All lines with the word "specifying" must be pulled from the entries below.

··· Records for processing

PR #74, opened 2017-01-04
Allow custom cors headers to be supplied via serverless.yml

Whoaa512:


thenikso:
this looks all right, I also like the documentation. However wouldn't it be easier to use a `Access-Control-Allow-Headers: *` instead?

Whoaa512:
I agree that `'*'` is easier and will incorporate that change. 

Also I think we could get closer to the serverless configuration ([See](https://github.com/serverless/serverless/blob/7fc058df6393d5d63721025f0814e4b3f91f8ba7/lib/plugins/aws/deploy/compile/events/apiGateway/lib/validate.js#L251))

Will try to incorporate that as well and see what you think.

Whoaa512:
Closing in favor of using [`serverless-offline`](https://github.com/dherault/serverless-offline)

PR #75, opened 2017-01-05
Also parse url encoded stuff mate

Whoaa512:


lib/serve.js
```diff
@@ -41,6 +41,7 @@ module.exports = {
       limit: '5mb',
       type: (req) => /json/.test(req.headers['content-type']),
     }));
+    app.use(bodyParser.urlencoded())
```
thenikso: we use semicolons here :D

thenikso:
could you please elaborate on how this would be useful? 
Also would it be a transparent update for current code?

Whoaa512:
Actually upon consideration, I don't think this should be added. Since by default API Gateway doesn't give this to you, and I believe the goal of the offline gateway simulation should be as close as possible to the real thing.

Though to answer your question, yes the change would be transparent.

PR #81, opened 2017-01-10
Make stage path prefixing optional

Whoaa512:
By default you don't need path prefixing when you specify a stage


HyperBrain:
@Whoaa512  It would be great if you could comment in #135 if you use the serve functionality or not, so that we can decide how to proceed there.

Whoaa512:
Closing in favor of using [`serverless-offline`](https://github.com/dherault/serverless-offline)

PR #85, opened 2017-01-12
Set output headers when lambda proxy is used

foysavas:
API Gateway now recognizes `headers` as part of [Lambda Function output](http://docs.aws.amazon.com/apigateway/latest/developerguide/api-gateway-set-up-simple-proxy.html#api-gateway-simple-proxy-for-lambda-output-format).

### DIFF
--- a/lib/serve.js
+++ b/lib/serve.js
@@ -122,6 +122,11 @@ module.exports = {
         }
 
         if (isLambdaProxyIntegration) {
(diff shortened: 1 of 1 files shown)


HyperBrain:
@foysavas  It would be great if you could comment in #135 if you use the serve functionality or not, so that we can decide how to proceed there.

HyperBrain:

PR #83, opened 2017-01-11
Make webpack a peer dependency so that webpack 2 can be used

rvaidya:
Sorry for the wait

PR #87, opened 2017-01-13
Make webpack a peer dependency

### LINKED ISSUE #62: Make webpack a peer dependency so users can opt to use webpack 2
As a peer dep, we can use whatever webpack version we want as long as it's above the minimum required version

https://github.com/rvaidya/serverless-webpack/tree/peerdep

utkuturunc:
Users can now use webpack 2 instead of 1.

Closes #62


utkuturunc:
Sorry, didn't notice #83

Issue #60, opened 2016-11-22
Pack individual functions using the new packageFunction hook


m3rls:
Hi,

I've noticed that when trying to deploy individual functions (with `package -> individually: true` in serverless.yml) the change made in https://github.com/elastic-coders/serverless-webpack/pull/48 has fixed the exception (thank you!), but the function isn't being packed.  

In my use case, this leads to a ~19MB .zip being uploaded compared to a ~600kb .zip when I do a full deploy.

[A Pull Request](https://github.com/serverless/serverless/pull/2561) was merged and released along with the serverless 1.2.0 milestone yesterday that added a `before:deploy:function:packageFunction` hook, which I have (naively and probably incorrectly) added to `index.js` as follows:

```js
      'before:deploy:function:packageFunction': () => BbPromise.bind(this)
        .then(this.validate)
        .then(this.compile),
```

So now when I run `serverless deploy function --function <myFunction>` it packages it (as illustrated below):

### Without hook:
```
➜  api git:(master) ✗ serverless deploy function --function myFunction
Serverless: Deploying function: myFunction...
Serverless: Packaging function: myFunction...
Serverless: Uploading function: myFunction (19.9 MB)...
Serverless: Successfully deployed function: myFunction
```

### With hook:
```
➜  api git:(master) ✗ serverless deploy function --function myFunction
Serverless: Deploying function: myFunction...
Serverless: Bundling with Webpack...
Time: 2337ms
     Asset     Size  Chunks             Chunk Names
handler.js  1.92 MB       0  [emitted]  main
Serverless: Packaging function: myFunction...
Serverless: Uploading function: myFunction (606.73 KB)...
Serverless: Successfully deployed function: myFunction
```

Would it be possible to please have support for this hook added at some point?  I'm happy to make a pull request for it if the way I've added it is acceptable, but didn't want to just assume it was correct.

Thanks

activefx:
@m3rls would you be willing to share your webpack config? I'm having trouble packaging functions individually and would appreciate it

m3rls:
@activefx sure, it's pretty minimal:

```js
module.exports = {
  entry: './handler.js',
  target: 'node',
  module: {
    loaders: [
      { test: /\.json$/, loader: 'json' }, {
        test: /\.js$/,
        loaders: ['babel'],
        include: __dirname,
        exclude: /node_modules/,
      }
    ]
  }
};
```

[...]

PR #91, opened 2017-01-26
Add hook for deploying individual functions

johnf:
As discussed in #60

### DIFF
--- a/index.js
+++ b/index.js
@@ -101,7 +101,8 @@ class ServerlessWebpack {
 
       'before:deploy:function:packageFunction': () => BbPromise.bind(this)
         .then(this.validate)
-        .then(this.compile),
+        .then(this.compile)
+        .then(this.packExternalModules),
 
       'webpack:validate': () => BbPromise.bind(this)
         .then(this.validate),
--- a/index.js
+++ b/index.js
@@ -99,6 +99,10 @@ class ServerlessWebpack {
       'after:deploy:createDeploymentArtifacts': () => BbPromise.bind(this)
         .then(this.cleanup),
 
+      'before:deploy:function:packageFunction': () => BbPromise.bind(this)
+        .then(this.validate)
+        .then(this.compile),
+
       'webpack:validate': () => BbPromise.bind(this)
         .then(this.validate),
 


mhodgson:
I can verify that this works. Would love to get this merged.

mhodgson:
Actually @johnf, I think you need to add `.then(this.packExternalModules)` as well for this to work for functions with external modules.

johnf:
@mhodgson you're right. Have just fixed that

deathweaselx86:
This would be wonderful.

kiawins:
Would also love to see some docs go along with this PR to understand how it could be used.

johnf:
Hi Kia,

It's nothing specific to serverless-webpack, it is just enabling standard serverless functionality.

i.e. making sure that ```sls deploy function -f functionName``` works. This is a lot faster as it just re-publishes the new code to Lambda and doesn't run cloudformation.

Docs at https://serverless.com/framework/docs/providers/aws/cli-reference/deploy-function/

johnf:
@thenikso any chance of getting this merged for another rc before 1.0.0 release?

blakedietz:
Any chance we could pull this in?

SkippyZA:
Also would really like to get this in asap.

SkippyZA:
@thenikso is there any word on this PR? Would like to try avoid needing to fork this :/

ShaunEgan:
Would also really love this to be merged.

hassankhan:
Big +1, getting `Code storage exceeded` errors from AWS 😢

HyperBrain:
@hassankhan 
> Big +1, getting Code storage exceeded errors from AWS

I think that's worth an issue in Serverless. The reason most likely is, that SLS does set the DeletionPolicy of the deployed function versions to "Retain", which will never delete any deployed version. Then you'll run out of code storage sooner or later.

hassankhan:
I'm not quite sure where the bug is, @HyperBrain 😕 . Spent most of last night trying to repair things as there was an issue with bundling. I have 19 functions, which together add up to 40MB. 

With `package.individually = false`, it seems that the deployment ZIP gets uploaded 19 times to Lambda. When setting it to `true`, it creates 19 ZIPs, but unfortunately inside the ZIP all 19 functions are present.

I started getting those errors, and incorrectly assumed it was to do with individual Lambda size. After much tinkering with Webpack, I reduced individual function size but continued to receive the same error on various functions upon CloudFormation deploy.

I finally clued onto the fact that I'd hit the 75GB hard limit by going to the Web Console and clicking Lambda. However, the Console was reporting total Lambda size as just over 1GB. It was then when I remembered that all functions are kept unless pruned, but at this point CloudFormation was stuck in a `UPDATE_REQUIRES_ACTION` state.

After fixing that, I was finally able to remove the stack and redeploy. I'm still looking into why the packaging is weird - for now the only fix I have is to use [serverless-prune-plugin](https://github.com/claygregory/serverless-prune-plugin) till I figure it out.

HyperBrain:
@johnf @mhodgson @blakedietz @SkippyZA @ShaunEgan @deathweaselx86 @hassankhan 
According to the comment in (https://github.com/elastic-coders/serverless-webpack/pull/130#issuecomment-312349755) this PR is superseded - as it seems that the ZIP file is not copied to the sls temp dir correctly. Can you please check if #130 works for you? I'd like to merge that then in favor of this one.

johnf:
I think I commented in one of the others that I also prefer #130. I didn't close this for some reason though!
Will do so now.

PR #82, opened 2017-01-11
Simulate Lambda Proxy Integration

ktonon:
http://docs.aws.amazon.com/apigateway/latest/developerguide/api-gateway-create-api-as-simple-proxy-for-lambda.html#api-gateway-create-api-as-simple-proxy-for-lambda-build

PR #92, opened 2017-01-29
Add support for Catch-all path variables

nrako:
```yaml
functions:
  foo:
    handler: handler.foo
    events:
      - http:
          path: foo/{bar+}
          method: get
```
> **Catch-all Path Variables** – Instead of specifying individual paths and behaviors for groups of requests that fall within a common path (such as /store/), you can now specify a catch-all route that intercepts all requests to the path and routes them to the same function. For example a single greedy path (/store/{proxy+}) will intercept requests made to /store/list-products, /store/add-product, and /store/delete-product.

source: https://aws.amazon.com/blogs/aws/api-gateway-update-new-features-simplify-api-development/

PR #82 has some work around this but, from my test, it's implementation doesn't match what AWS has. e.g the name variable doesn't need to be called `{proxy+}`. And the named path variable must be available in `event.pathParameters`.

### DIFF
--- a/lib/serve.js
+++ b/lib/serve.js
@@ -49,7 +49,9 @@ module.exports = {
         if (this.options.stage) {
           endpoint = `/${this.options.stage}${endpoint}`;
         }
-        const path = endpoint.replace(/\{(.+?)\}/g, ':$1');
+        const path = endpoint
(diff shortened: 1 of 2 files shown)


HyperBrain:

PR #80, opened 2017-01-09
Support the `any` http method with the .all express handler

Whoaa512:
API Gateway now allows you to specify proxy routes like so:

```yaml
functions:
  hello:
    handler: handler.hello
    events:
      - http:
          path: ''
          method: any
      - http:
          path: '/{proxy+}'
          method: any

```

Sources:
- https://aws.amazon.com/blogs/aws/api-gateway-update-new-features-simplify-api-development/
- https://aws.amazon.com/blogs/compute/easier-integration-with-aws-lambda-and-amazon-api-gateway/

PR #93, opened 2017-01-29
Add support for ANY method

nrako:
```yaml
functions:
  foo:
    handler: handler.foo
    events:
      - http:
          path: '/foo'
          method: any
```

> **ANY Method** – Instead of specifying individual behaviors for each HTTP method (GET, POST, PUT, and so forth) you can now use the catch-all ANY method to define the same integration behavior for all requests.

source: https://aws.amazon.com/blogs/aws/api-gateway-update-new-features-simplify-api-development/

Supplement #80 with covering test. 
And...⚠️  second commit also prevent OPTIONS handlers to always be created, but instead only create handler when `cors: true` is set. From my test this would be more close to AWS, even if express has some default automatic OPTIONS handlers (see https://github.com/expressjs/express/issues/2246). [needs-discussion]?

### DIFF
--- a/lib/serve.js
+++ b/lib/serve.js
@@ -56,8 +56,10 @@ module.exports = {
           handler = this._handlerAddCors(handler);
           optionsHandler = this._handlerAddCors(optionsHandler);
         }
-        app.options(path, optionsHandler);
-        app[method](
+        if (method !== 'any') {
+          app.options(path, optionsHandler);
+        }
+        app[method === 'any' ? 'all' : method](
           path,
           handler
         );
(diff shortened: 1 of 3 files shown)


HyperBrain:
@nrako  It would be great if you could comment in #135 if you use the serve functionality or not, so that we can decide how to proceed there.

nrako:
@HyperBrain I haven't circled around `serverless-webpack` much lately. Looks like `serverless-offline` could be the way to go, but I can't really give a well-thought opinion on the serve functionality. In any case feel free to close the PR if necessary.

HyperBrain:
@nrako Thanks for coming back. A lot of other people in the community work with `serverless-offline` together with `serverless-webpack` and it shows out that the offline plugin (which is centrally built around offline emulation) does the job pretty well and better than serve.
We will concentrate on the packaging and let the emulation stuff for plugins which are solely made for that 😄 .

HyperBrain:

······

- **Answer box**
> **Catch-all Path Variables** – Instead of specifying individual paths and behaviors for groups of requests that fall within a common path (such as /store/), you can now specify a catch-all route that intercepts all requests to the path and routes them to the same function. For example a single greedy path (/store/{proxy+}) will intercept requests made to /store/list-products, /store/add-product, and /store/delete-product.
> **ANY Method** – Instead of specifying individual behaviors for each HTTP method (GET, POST, PUT, and so forth) you can now use the catch-all ANY method to define the same integration behavior for all requests.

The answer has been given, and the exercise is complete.